Democracy’s history in Asia offers both insight and hope. While U.S. power and influence certainly helped, the remarkable transitions to freedom by Japan, Taiwan, South Korea, the Philippines, and Indonesia were the product of the desire of Asians themselves for individual human dignity after a legacy of colonialism and conflict. It is easy to forget how unthinkable democracy in Asia seemed to be just a generation ago. Asians were considered politically backward, dependent, and culturally hostile. With American support, Asians in several countries defied this crude cultural determinism.

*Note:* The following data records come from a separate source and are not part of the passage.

PR #596, opened 2021-05-07
Modify JVM gen tuning policy and update unit test

hxiao608:
*Description of changes:*
Modify the JVM gen tuning policy -> computeIncrease function to prevent increasing young gen size if the ratio is not below 4:1. Update the Unit test.

*Tests:*
Unit test passed

    indicated in the file; or

    in the file; or

    it.

### DIFF
--- a/src/test/java/com/amazon/opendistro/elasticsearch/performanceanalyzer/decisionmaker/deciders/jvm/JvmGenTuningPolicyTest.java
+++ b/src/test/java/com/amazon/opendistro/elasticsearch/performanceanalyzer/decisionmaker/deciders/jvm/JvmGenTuningPolicyTest.java
@@ -156,6 +156,15 @@ public class JvmGenTuningPolicyTest {
     Assert.assertEquals(1, actions.size());
     Assert.assertTrue(actions.get(0) instanceof JvmGenAction);
     Assert.assertEquals(5, ((JvmGenAction) actions.get(0)).getTargetRatio());
+    mockCurrentRatio(5);
+    actions = policy.evaluate();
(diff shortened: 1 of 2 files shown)


khushbr (approved):

sruti1312 (approved):

src/test/java/com/amazon/opendistro/elasticsearch/performanceanalyzer/decisionmaker/deciders/jvm/JvmGenTuningPolicyTest.java
```diff
@@ -167,5 +176,19 @@ public void testEvaluate() {
     Assert.assertEquals(1, actions.size());
     Assert.assertTrue(actions.get(0) instanceof JvmGenAction);
     Assert.assertEquals(3, ((JvmGenAction) actions.get(0)).getTargetRatio());
+    mockCurrentRatio(5);
+    actions = policy.evaluate();
+    Assert.assertEquals(1, actions.size());
```
aditjind, line 181: We should avoid using multiple asserts separately in a single unit test. If the first one fails, the test would exit and the following asserts won't execute, leaving us with no information on whether the following asserts would also fail. Also I would suggest adding failure message string in the assertion statements as that would increase the readability of the code and would also help in future maintenance. This is true for all the assertions in the current test file.

Sample Statement for the added assertions: 

```
Assert.assertTrue("Reason as to what is the cause of this assertion failure", 
                1 == actions.size()
                && actions.get(0) instanceof JvmGenAction
                && 4 == ((JvmGenAction) actions.get(0)).getTargetRatio());
```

Now China is in the awkward position of being surrounded by not only suspicious powers but democratic powers. Chinese entrepreneurs, intellectuals, and diplomats work in and engage with India, Japan, South Korea, Taiwan, and much of Southeast Asia. They wonder why democracy is good enough for these smaller powers, but not good enough for them. China is becoming the outlier, as in the arc from India to Indonesia to Japan most Asians live in democracies.

The Building Blocks of a New Strategy

China’s isolation on the issue of political liberty is an opening for a return to a strategy of peaceful evolution. Consider economic liberty: The Chinese private sector that was allowed to sprout in the 1990s desperately wants to be part of an Asian system of free markets and political liberty. A cornerstone of a new China strategy should be to build free institutions like the Trans-Pacific Partnership and informal “freedom” groupings that China can join if it meets the criteria. There are good reasons to believe that, if given the choice, most Chinese citizens would rather be part of an aspirational Asia of free markets and political liberty than stifled amidst China’s corrupt state capitalism.

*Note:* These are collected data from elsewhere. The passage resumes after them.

PR #433, opened 2020-07-20
Show full payload in source debugger

prabrishac:
**Fixes** # (*issue*)

## Type of change
## Checklist:

### DIFF
--- a/services/source-debugger/eventUploader.go
+++ b/services/source-debugger/eventUploader.go
@@ -22,25 +22,11 @@ type GatewayEventBatchT struct {
 	eventBatch string
 }
 
-//EventUploadT is a structure to hold actual event data
-type EventUploadT struct {
-	Event             string      `json:"event,omitempty"`
-	Integrations      interface{} `json:"integrations,omitempty"`
-	Properties        interface{} `json:"properties,omitempty"`
-	OriginalTimestamp string      `json:"originalTimestamp,omitempty"`
-	AnonymousID       string      `json:"anonymousId,omitempty"`
-	UserID            string      `json:"userId,omitempty"`
-	MessageID         string      `json:"messageId,omitempty"`
-	Name              string      `json:"name,omitempty"`
-	SentAt            string      `json:"sentAt,omitempty"`
-	Type              string      `json:"type,omitempty"`
-}
-
 //EventUploadBatchT is a structure to hold batch of events
 type EventUploadBatchT struct {
 	WriteKey   string
 	ReceivedAt string
-	Batch      []EventUploadT
+	Batch      []map[string]interface{}
 }
 
 var uploadEnabledWriteKeys []string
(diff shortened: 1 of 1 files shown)


services/source-debugger/eventUploader.go
```diff
@@ -22,25 +22,11 @@ type GatewayEventBatchT struct {
...
-	SentAt            string      `json:"sentAt,omitempty"`
-	Type              string      `json:"type,omitempty"`
-}
-
 //EventUploadBatchT is a structure to hold batch of events
 type EventUploadBatchT struct {
 	WriteKey   string
 	ReceivedAt string
-	Batch      []EventUploadT
+	Batch      []map[string]interface{}
```
SumanthPuram, line 29: Define a type for EventUpload.
`type EventUploadT map[string]interface{}`

SumanthPuram: Makes all further references more readable.

prabrishac: done.

services/source-debugger/eventUploader.go
```diff
@@ -137,17 +126,20 @@ func uploadEvents(eventBuffer []*GatewayEventBatchT) {
 
 			//updating originalTimestamp in the event using the formula
 			//receivedAt - (sentAt - originalTimeStamp)
-			orgTS, err := time.Parse(time.RFC3339, ev.OriginalTimestamp)
+			originalTimestamp := ev["originalTimestamp"].(string)
```
psrikanth88, line 129: check if event has originalTimestamp property. Only events sent with SDK's have originalTimestamp. And maybe older SDK's do not have it also.
Also handle casting to string error?

services/source-debugger/eventUploader.go
```diff
@@ -137,17 +126,20 @@ func uploadEvents(eventBuffer []*GatewayEventBatchT) {
...
+			sentAt := ev["sentAt"].(string)
```
psrikanth88, line 130: same err handling as above

psrikanth88: also maybe add sentAt in gateway if not present in payload
something like we do for receivedAt https://github.com/rudderlabs/rudder-server/blob/master/gateway/gateway.go#L395 but with additional if present check

services/source-debugger/eventUploader.go
prabrishac: done. reusing the same logic from processor.go

services/source-debugger/eventUploader.go
prabrishac: done. reusing the same logic from processor.go. As discussed, did not add it in gateway for now.

prabrishac:
Corresponding config BE change: https://github.com/rudderlabs/rudder-config-backend/pull/217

China’s loneliness in a majority democratic Asia is one basis for the freedom prong of a new U.S. policy. Another is the stunning growth of Christianity—a faith long associated with the West that is being adopted by Chinese believers on Chinese terms. As observers such as David Aikman and Evan Osnos have written, China is now in its fourth decade of a profound church expansion. By numerous estimates, China already has as many as 100 million Christians, one of the largest, most vibrant, and fastest-growing Christian populations in the world.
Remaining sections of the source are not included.